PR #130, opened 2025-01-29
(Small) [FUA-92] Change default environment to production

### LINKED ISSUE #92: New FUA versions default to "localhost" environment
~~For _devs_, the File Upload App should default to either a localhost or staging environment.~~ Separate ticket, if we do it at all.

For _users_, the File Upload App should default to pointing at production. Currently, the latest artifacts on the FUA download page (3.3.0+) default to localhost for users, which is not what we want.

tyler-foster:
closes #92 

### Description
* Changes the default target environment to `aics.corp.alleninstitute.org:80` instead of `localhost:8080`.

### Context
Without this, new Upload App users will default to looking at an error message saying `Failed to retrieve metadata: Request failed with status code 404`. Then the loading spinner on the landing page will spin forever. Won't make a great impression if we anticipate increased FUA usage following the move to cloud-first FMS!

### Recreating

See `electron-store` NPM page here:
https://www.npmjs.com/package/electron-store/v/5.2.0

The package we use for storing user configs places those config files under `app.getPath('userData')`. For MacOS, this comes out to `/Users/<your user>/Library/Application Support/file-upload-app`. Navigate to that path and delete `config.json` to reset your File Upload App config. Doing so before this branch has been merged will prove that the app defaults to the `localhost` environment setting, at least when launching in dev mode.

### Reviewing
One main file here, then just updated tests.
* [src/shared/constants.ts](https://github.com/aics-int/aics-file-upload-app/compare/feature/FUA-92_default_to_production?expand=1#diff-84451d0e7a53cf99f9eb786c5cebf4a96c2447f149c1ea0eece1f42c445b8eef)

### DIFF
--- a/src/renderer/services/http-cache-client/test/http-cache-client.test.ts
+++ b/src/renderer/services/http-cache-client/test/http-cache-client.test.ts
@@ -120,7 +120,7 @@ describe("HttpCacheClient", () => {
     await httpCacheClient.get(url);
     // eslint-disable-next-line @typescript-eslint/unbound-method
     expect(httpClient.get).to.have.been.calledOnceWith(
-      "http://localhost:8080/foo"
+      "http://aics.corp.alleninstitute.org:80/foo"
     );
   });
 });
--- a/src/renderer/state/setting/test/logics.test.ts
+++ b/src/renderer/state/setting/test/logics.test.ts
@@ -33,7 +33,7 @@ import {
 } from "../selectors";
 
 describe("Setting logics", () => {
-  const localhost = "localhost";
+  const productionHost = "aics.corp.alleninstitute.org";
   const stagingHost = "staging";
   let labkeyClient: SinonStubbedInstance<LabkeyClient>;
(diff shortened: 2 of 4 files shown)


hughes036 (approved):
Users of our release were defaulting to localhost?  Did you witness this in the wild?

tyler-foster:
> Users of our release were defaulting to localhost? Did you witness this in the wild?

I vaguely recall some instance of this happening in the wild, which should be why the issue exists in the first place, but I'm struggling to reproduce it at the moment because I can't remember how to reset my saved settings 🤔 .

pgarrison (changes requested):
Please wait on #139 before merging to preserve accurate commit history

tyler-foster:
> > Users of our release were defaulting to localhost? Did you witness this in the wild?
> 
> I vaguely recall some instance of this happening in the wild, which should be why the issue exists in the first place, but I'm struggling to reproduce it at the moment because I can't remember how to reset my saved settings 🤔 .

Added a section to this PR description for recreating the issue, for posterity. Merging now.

* * *

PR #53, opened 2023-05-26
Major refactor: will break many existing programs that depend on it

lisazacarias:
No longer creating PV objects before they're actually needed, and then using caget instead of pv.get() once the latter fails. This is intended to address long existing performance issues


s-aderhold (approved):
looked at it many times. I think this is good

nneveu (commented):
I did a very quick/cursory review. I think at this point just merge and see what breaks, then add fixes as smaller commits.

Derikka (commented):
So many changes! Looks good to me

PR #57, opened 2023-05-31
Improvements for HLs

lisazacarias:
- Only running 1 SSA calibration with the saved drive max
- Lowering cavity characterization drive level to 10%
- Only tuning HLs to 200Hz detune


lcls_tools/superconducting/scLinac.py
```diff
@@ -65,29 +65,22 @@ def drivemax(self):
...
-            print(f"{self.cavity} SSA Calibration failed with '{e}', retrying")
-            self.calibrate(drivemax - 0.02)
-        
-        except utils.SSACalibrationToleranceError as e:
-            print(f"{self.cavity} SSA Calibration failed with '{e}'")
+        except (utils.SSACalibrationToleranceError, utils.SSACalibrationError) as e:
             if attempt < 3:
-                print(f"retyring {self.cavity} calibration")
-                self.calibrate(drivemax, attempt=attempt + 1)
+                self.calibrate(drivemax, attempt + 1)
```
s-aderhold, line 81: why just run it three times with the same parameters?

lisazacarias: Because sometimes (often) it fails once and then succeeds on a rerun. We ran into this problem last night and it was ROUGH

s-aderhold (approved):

...

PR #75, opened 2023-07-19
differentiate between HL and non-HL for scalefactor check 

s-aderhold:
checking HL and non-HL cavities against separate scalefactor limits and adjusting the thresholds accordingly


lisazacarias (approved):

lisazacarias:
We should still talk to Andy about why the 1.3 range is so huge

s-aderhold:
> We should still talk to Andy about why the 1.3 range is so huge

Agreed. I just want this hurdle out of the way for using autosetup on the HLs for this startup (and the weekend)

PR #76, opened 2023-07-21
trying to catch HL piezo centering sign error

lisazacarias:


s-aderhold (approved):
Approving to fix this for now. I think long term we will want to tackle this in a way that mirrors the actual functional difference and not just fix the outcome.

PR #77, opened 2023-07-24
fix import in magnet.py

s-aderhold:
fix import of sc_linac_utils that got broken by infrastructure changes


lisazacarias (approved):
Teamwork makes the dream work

> _What you should do_:
Filter the records above and copy every line that contains the word "calibrate".

> _Response to this exercise_:
-            self.calibrate(drivemax - 0.02)
-                self.calibrate(drivemax, attempt=attempt + 1)
+                self.calibrate(drivemax, attempt + 1)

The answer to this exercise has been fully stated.